**DIRECTIONS:**
Could you please retype all of the entries exactly as they appear?

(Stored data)
------------------------

PR #6420, opened 2021-04-14
MB-7361 Services counseling move allowances details

donaldthai:
## Description

> As a services counselor, I want to be able to view the allowance details for a move, so I can make validate the information with the service member.   
> 
> ### Acceptance criteria:
> 
> GIVEN I am a services counselor
> 
> When I am on the move details page
> 
> THEN I am able to view the following allowance details:
> 
> - Branch, rank
> 
> - Weight allowance
> 
> - Authorized weight
> 
> - Storage in transit
> 
> - Dependents
> 
> - Pro-gear
> 
> - Spouse pro-gear
> 
> - RME (required medical equipment) - NEW
> 
> - OCIE (organizational clothing and individual equipment) - NEW

## Reviewer Notes

- Changes to `AllowancesTable.jsx` also affects the TXO side. Fields were re-arranged and new fields added.
- New columns added to the `entitlements` table: `required_medical_equipment_weight` and `organizational_clothing_and_individual_equipment`.

## Setup

```sh
make db_dev_migrate
make db_dev_e2e_populate
make server_run
make office_client_run
```

## References

* [Jira story](https://dp3.atlassian.net/browse/MB-7361) for this change
* [Zeplin](https://app.zeplin.io/project/6058ba7eb92cf7391a455943/screen/60678a9e1886e094520d7187) design mockup

## Screenshots

image


migrations/app/schema/20210412213134_add_entitlments_columns.up.sql
```diff
@@ -0,0 +1,15 @@
+-- add two new columns to entitlements table
+ALTER TABLE entitlements
+    ADD COLUMN required_medical_equipment_weight int4;
```
Ryan-Koch, line 3: With these we have a default value that we're going to want to have until the services counselor wants to change them. There's a couple ways we could approach this, but I did notice that postgres does have the ability to define default values: https://www.postgresql.org/docs/9.3/ddl-default.html. If that's an approach you think makes sense then we might be able to do something like this:
`ADD COLUMN required_medical_equipment_weight in4 DEFAULT 0` (it's possible I'm off a bit on the syntax, but maybe worth playing with).

migrations/app/schema/20210412213134_add_entitlments_columns.up.sql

------------------------

**ANSWER SECTION:**
PR #6420, opened 2021-04-14
MB-7361 Services counseling move allowances details

donaldthai:
## Description

> As a services counselor, I want to be able to view the allowance details for a move, so I can make validate the information with the service member.   
> 
> ### Acceptance criteria:
> 
> GIVEN I am a services counselor
> 
> When I am on the move details page
> 
> THEN I am able to view the following allowance details:
> 
> - Branch, rank
> 
> - Weight allowance
> 
> - Authorized weight
> 
> - Storage in transit
> 
> - Dependents
> 
> - Pro-gear
> 
> - Spouse pro-gear
> 
> - RME (required medical equipment) - NEW
> 
> - OCIE (organizational clothing and individual equipment) - NEW

## Reviewer Notes

- Changes to `AllowancesTable.jsx` also affects the TXO side. Fields were re-arranged and new fields added.
- New columns added to the `entitlements` table: `required_medical_equipment_weight` and `organizational_clothing_and_individual_equipment`.

## Setup

```sh
make db_dev_migrate
make db_dev_e2e_populate
make server_run
make office_client_run
```

## References

* [Jira story](https://dp3.atlassian.net/browse/MB-7361) for this change
* [Zeplin](https://app.zeplin.io/project/6058ba7eb92cf7391a455943/screen/60678a9e1886e094520d7187) design mockup

## Screenshots

image


migrations/app/schema/20210412213134_add_entitlments_columns.up.sql
```diff
@@ -0,0 +1,15 @@
+-- add two new columns to entitlements table
+ALTER TABLE entitlements
+    ADD COLUMN required_medical_equipment_weight int4;
```
Ryan-Koch, line 3: With these we have a default value that we're going to want to have until the services counselor wants to change them. There's a couple ways we could approach this, but I did notice that postgres does have the ability to define default values: https://www.postgresql.org/docs/9.3/ddl-default.html. If that's an approach you think makes sense then we might be able to do something like this:
`ADD COLUMN required_medical_equipment_weight in4 DEFAULT 0` (it's possible I'm off a bit on the syntax, but maybe worth playing with).

migrations/app/schema/20210412213134_add_entitlments_columns.up.sql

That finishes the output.